** Required work **
Repeat the whole listing. Keep it exact.

^^^^^^^^

PR #341, opened 2018-02-28
RUN-3839 Removed the usage of the browser side API to generate GUIDs, replaced it with the render side getGUID API

rdepena:
Consumed by the adapters new and old. 

### Tests:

^^^^^^^^

** Solution to this problem **
PR #341, opened 2018-02-28
RUN-3839 Removed the usage of the browser side API to generate GUIDs, replaced it with the render side getGUID API

rdepena:
Consumed by the adapters new and old. 

### Tests:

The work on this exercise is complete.